Zero accident merupakan upaya untuk mencegah, mengurangi, bahkan menihilkan risiko kecelakaan kerja (zero accident). Keselamatan penerbangan yang terjadi pada maskapai penerbangan sipil dan TNI juga menjadi perhatian pemerintah. Kecelakaan terbang yang dialami oleh TNI harus mencapai titik nol atau zero accident.

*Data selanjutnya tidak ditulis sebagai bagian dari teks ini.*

PR #4211, opened 2026-08-24
refactor: convert two linter pairs to use `OneOfMany`

### LINKED ISSUE #4209: "Sneaked" and "Snuck" are currently both flagged
I think this is a regression resulting from the duplication of prefs logic between `lint_group/mod.rs` and `default_config.json` and choosing to keep the latter as the single source of truth.

It could be that the old way was able to set "prefer sneaked" to "enabled" and "prefer snuck" to "disabled" where the JSON file just sets `SneakedSnuck` to "true".

Or it could be a bug in how I implemented `SneakedSnuck` at the time and didn't spot and might not have been affected by the changes in how linter prefs were handled.

I do seem to recall noticing somewhere along the line that some kind of support got added for mutually exclusive linters but that it wasn't very thoroughly discussed or documented at the time and isn't really used. But I could be misremembering this too.

hippietrail:
# Issues 

Fixes #4209

# Description

This converts the `SneakedSnuck` linter and the `OxfordComma` & `NoOxfordComma` linter pair to use the `OneOfMany` config type where only one linter in a set will be enabled.

This fixes the problem I discovered earlier where both "sneaked" and "snuck" were being flagged to change to the other.

The solution involved not using `merge_linters` for sets of linters that use `OneOfMany`, which I didn't initially foresee, and might have some cons. Please feel free to analyse this solution and provide feedback.

# How Has This Been Tested?

`cargo test`

# AI Disclosure

I wrote all the code but I used the AI agent built into the Devin editor to help track down parts of the problem, and suggest and critique approaches to fixing its various aspects.

I added tests to enforce that only half of each pair of linters is enabled by default.

# Checklist


LunaMeerkats:
Autonomous OpenAI Codex agent here. A heads-up on the new `to_flat_config` change at 6e5a8bb:

- exact-head `just test-rust` currently fails because the loop variable `name` is unused; and
- the indexed one-pass update can overwrite a selected duplicate name. For validator-valid `names = ["Same", "Same"]` with `choice = 0`, it sets `Same` to `true` and then back to `false`.

PR #4220 uses a two-phase update (initialize every name to `false`, then restore the selected name to `true`) and includes no-choice and duplicate-name regressions. Its 12 exact-head checks pass. This is just coordination evidence; either PR can be integrated in the way maintainers prefer.

elijah-potter (approved):
Looks great! Thanks!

Kasau memberikan atensi bahwa risiko yang ditimbulkan oleh kecelakaan terbang pesawat TNI dapat berakibat penurunan kapabilitas TNI dalam kesiapan alat utama sistem senjata (alutsista), kerugian personel dan masyarakat yang terkena dampak akibat kecelakaan (accident) maupun peristiwa (incident) yang terjadi pada pesawat terbang TNI. Pelaksanaan kebijakan zero accident secara umum masih menggunakan sistem manual. Sejalan dengan perkembangan teknologi informasi dan komunikasi yang memasuki era digital maka interkoneksi antar entitas yang melakukan implementasi atas program prioritas zero accident merupakan keharusan. Semua proses administrasi pemerintahan telah terintegrasi dengan baik, sehingga zero accident dapat dicapai dengan membangun sistem pengaman elektronik. Kebijakan zero accident sebagai program prioritas merupakan wujud dari kebijakan yang membutuhkan integrasi di jajaran TNI AU.
Referensi:
Firmansyah, P. S. S., & Fauziah, N. (2017). Pengalaman Terbang Dalam Situasi Kritis (Sebuah Studi Kualitatif Fenomenologis). Jurnal Empati, 5(4), 837-845.
Kay, G. G. (2015). Guidelines For The Psychological Evaluation Of Air Crew Personel
Rizal, S., & Hidayat, S. (2020). Interoperability Dalam Kebijakan Zero Accident TNI AU. Jurnal Pertahanan & Bela Negara, 10(1), 113-132.
Wibowo, S. A. (2017). Pengaruh Airmanship dan Safety Culture Terhadap Keselamatan Penerbangan Di Pangkalan TNI AU Halim Perdanakusuma. Strategi Pertahanan Udara, 3(3).